[Directions for this task] Nothing outside the stretch is wanted. Repeat exactly the lines of the listing below from the one that contains "This lets you" through the one that contains "() == EAGAIN)", both ends included.

[Data excerpts]
_____
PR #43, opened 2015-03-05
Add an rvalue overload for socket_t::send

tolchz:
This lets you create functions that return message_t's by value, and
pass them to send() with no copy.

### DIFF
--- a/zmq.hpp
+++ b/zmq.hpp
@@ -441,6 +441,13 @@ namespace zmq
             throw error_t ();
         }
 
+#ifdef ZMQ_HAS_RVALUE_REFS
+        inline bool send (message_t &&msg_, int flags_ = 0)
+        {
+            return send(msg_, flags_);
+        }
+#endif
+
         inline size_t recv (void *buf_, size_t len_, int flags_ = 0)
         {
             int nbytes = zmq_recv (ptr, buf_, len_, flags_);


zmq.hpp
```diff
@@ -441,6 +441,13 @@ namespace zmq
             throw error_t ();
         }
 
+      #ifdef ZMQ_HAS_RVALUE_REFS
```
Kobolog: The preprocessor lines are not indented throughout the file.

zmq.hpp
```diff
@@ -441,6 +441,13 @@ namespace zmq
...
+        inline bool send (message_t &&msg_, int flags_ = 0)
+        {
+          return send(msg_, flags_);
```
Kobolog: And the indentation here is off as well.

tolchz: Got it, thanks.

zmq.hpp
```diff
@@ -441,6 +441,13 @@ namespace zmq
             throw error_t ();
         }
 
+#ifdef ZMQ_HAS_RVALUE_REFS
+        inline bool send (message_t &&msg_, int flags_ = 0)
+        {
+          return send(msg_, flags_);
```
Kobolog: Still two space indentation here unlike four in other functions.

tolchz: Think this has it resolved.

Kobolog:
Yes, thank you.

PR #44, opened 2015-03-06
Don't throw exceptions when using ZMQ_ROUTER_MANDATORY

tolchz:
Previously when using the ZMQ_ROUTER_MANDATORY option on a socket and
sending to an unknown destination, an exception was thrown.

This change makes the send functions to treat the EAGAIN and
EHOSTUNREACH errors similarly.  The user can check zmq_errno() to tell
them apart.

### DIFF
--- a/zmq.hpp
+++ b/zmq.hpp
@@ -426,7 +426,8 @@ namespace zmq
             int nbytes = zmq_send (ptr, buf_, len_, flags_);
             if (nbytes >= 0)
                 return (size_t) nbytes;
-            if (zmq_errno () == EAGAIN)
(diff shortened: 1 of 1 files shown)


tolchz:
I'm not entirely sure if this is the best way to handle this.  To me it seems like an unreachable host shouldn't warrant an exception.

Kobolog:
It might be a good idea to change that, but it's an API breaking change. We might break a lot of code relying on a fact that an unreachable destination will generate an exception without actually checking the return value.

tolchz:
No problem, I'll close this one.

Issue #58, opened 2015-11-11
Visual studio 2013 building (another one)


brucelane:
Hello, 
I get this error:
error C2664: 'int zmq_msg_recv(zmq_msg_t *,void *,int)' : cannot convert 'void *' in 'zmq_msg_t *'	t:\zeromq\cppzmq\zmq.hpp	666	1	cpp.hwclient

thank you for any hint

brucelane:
_____
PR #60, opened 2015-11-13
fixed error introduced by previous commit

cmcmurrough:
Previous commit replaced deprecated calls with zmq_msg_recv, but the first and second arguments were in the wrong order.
_____
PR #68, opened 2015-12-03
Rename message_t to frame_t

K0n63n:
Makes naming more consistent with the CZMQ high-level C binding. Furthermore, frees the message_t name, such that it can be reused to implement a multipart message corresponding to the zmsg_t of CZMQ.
_____
[Solution to the problem]
This lets you create functions that return message_t's by value, and
pass them to send() with no copy.

### DIFF
--- a/zmq.hpp
+++ b/zmq.hpp
@@ -441,6 +441,13 @@ namespace zmq
             throw error_t ();
         }
 
+#ifdef ZMQ_HAS_RVALUE_REFS
+        inline bool send (message_t &&msg_, int flags_ = 0)
+        {
+            return send(msg_, flags_);
+        }
+#endif
+
         inline size_t recv (void *buf_, size_t len_, int flags_ = 0)
         {
             int nbytes = zmq_recv (ptr, buf_, len_, flags_);


zmq.hpp
```diff
@@ -441,6 +441,13 @@ namespace zmq
             throw error_t ();
         }
 
+      #ifdef ZMQ_HAS_RVALUE_REFS
```
Kobolog: The preprocessor lines are not indented throughout the file.

zmq.hpp
```diff
@@ -441,6 +441,13 @@ namespace zmq
...
+        inline bool send (message_t &&msg_, int flags_ = 0)
+        {
+          return send(msg_, flags_);
```
Kobolog: And the indentation here is off as well.

tolchz: Got it, thanks.

zmq.hpp
```diff
@@ -441,6 +441,13 @@ namespace zmq
             throw error_t ();
         }
 
+#ifdef ZMQ_HAS_RVALUE_REFS
+        inline bool send (message_t &&msg_, int flags_ = 0)
+        {
+          return send(msg_, flags_);
```
Kobolog: Still two space indentation here unlike four in other functions.

tolchz: Think this has it resolved.

Kobolog:
Yes, thank you.

PR #44, opened 2015-03-06
Don't throw exceptions when using ZMQ_ROUTER_MANDATORY

tolchz:
Previously when using the ZMQ_ROUTER_MANDATORY option on a socket and
sending to an unknown destination, an exception was thrown.

This change makes the send functions to treat the EAGAIN and
EHOSTUNREACH errors similarly.  The user can check zmq_errno() to tell
them apart.

### DIFF
--- a/zmq.hpp
+++ b/zmq.hpp
@@ -426,7 +426,8 @@ namespace zmq
             int nbytes = zmq_send (ptr, buf_, len_, flags_);
             if (nbytes >= 0)
                 return (size_t) nbytes;
-            if (zmq_errno () == EAGAIN)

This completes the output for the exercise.